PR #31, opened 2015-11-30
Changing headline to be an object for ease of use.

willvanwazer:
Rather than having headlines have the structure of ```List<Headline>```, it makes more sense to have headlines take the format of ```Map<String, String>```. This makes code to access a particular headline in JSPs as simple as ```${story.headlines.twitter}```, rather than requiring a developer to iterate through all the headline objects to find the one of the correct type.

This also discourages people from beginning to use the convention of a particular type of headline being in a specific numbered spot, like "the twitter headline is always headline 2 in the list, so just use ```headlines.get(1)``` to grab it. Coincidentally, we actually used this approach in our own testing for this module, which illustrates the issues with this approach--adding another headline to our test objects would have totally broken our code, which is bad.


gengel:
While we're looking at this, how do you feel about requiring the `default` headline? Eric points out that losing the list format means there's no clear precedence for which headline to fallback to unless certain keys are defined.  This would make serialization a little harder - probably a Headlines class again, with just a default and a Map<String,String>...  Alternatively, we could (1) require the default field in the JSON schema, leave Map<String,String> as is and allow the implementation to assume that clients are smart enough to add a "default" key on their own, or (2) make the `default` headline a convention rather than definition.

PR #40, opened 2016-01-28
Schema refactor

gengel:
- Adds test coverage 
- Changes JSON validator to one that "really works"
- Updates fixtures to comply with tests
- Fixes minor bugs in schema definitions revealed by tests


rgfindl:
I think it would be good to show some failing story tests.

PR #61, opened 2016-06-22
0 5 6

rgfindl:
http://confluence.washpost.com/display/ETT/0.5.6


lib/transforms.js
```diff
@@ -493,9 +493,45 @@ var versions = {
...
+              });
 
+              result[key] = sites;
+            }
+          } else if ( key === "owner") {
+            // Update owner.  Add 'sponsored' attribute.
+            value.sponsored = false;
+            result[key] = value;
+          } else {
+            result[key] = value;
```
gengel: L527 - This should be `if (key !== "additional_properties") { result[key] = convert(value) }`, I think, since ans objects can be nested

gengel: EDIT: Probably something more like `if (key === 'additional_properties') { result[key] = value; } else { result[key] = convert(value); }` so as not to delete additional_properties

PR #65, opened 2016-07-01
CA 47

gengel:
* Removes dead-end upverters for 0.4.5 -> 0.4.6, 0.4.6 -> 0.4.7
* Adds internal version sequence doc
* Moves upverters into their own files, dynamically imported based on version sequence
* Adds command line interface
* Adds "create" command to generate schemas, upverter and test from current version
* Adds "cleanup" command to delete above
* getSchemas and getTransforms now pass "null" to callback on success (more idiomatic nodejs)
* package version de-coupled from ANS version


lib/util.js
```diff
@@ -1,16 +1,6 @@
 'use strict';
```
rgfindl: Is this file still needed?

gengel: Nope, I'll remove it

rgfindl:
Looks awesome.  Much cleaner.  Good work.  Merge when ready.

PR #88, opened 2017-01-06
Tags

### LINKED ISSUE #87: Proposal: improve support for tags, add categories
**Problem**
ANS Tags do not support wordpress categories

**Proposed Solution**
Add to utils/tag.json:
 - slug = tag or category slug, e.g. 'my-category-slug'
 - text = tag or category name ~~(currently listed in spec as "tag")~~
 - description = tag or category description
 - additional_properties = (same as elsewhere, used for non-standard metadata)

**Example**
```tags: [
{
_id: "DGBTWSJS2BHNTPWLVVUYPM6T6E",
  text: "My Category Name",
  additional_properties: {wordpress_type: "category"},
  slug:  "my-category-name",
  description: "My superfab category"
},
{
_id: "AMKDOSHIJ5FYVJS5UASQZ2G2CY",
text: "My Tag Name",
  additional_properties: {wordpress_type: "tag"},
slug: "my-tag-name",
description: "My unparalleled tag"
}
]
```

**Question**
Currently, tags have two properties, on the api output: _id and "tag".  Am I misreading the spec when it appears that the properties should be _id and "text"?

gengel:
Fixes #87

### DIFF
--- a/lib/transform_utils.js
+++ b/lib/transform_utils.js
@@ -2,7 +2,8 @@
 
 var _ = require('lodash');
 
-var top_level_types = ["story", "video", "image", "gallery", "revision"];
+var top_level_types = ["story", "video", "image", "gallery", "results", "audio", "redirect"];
◆ ◆ ◆ ◆ ◆ ◆ ◆
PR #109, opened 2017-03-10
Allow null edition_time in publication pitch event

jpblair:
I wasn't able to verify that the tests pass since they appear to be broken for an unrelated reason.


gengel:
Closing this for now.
◆ ◆ ◆ ◆ ◆ ◆ ◆
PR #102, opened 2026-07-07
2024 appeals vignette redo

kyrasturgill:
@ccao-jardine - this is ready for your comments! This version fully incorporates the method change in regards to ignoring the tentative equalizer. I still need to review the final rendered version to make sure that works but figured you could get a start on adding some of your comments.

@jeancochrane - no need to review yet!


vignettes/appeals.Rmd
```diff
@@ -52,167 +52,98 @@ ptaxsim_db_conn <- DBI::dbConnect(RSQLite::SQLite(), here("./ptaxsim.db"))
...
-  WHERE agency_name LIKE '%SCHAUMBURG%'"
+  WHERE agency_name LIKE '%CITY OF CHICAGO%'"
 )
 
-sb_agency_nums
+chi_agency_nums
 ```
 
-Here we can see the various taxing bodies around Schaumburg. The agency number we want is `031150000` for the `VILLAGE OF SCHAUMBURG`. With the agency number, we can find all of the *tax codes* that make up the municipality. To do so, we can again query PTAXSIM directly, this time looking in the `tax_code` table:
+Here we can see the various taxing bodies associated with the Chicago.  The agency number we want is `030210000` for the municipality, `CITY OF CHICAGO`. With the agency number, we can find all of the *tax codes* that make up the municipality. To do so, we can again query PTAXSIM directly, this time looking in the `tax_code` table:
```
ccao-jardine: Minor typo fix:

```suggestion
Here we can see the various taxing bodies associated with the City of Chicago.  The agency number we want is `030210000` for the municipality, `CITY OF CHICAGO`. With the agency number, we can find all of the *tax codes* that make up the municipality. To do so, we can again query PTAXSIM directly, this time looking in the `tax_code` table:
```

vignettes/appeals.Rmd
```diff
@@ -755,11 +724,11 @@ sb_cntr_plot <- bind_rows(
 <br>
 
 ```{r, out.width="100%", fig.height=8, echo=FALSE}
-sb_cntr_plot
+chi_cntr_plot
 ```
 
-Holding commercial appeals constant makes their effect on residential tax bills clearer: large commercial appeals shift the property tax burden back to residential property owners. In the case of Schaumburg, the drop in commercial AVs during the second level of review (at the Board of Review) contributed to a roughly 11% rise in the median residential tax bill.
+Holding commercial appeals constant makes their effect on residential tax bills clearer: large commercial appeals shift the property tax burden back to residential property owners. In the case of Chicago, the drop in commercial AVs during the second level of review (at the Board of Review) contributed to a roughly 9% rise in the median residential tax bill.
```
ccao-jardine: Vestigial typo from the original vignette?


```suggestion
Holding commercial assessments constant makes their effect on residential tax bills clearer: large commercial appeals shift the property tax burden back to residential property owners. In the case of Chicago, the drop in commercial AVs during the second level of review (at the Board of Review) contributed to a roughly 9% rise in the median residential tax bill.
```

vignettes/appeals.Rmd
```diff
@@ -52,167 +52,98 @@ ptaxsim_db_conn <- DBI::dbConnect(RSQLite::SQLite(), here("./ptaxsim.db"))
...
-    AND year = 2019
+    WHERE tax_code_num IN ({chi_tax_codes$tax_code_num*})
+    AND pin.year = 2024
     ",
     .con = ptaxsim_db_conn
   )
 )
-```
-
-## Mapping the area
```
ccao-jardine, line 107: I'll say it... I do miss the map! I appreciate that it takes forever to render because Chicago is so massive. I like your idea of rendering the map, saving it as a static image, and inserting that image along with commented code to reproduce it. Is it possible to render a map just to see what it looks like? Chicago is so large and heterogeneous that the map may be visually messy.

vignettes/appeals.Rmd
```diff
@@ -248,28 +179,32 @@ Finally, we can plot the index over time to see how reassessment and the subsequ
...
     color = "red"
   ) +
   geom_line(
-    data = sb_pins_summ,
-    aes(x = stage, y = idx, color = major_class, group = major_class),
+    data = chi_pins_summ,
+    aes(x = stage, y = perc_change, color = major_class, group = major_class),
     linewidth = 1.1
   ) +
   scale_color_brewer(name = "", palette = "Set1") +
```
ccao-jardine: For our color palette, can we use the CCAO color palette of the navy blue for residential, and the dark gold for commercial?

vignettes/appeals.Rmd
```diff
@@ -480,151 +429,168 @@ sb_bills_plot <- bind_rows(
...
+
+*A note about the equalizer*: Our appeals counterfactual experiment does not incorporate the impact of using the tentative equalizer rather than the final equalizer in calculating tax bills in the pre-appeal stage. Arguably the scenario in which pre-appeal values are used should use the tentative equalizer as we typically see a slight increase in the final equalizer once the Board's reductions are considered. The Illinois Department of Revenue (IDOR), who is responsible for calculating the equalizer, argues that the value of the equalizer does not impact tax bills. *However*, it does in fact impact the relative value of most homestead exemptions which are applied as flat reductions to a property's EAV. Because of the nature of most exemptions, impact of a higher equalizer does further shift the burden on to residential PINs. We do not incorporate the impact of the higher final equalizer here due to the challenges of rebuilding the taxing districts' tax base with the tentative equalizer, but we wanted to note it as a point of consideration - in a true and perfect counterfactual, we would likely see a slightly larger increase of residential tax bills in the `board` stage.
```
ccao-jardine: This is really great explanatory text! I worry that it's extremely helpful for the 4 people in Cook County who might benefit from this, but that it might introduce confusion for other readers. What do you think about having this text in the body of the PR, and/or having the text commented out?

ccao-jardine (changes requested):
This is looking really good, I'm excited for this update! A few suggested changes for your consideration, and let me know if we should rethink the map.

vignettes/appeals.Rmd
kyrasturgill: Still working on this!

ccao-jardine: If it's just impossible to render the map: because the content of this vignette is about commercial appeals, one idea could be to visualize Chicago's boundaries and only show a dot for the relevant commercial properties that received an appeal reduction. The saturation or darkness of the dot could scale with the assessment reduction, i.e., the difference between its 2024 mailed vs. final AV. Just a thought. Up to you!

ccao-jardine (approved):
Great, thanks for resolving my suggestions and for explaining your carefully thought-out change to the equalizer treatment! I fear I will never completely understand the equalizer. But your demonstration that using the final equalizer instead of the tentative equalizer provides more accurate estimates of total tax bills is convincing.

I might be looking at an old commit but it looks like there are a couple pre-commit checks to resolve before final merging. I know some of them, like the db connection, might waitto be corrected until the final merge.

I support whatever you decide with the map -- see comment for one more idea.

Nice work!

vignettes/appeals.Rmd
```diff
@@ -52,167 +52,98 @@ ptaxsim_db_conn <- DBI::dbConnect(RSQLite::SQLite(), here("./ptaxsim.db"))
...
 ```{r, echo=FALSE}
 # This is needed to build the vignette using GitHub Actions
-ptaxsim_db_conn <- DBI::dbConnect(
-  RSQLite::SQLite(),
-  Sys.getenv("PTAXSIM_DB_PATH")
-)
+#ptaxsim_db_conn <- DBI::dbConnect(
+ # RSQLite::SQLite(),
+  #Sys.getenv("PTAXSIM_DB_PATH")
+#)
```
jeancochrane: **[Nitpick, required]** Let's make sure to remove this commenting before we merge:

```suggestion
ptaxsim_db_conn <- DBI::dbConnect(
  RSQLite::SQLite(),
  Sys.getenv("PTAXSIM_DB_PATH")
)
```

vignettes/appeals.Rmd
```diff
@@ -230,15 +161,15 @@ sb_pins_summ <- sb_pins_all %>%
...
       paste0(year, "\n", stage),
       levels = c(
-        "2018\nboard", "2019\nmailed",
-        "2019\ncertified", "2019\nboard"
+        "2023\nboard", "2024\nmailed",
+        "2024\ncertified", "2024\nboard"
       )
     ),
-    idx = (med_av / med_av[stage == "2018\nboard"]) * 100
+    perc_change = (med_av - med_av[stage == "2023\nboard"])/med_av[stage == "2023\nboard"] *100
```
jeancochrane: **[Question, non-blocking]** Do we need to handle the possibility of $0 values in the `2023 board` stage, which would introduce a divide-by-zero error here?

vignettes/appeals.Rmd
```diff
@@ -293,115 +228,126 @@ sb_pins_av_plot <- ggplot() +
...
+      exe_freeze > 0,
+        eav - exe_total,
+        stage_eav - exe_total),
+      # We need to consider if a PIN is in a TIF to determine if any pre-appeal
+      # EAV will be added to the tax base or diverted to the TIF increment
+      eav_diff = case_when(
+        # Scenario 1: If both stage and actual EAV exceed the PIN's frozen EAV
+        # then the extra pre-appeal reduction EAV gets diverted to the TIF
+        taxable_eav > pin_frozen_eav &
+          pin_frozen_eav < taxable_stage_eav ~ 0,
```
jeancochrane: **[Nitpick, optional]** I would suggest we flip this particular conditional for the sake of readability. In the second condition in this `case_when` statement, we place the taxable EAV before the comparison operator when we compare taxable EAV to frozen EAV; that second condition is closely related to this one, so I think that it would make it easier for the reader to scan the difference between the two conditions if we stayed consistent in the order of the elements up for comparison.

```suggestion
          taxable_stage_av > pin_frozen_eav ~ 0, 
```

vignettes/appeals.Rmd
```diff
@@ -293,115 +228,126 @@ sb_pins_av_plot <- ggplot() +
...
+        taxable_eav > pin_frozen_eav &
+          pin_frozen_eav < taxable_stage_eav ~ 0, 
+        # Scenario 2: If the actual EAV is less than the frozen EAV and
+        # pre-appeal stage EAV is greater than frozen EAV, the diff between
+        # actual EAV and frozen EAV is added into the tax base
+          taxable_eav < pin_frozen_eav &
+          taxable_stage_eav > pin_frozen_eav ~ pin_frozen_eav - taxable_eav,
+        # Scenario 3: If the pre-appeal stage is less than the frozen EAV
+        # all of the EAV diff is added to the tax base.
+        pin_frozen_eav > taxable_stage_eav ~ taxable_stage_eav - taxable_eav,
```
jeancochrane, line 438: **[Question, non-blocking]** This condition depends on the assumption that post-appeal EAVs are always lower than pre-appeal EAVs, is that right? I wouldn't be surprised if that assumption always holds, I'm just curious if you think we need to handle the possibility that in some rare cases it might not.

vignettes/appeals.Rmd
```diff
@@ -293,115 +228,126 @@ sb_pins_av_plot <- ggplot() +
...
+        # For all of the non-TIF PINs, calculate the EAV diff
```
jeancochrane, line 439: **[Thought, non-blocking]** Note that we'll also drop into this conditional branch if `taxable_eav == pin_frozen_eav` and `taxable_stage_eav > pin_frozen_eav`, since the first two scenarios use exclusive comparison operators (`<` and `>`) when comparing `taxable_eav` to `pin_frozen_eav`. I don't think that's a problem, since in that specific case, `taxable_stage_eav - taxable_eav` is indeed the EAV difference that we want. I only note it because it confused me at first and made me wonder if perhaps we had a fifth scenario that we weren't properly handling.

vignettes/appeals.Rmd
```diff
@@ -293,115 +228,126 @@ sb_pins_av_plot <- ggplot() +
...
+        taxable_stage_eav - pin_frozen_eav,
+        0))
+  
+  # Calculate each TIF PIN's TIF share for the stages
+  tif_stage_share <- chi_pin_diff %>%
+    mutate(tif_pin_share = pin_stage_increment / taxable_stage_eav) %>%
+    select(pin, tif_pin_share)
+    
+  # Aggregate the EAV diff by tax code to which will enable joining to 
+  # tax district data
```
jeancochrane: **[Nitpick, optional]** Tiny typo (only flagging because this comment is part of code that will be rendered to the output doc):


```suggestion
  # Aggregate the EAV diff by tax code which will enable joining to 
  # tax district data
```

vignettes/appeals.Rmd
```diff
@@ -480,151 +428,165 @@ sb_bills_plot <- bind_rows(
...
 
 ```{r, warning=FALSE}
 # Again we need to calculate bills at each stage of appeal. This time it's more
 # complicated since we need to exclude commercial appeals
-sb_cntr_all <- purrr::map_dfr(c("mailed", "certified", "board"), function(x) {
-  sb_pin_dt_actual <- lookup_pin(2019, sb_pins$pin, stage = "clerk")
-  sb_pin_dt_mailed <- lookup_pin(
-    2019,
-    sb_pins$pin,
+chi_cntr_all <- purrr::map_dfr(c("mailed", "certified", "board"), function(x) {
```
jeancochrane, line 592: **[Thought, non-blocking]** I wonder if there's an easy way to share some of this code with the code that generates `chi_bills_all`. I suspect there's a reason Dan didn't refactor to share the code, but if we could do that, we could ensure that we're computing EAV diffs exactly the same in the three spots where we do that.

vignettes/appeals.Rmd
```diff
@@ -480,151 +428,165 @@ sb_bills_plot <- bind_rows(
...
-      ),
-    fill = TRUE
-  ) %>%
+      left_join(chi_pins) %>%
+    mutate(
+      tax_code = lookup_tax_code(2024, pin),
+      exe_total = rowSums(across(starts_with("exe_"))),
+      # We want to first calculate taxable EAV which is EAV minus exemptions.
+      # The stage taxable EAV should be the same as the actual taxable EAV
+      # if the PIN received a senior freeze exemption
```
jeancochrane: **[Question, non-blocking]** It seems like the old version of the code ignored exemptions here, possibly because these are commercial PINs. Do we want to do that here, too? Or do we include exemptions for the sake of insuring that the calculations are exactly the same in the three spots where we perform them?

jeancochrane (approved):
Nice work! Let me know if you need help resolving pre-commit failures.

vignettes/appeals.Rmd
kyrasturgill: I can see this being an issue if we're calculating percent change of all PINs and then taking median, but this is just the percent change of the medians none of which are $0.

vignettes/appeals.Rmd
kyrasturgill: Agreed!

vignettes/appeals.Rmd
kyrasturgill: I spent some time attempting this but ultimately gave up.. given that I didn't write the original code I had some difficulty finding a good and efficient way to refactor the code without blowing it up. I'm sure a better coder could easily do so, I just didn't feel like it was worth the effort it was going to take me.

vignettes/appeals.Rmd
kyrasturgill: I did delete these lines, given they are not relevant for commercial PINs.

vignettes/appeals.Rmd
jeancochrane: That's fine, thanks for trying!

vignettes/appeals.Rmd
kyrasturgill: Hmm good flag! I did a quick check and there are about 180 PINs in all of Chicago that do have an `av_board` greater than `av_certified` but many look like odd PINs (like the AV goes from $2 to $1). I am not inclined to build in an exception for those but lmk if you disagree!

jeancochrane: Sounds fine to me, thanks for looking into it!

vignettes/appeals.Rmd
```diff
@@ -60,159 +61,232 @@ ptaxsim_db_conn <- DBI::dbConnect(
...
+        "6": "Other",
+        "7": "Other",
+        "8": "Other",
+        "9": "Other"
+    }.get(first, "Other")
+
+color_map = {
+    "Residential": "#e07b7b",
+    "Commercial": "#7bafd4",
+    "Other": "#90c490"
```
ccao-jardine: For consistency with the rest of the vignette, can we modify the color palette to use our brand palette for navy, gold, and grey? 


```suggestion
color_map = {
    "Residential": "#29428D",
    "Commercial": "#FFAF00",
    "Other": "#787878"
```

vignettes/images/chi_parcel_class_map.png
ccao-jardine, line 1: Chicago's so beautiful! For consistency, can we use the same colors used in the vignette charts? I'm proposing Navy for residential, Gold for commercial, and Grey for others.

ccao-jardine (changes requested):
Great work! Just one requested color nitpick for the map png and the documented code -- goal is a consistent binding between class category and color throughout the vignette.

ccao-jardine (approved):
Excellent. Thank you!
◆ ◆ ◆ ◆ ◆ ◆ ◆
▶ EXERCISE DESCRIPTION
Search the entries for the string "sponsored" and collect each line that has it.

▶ RESPONSE AREA
+            // Update owner.  Add 'sponsored' attribute.
+            value.sponsored = false;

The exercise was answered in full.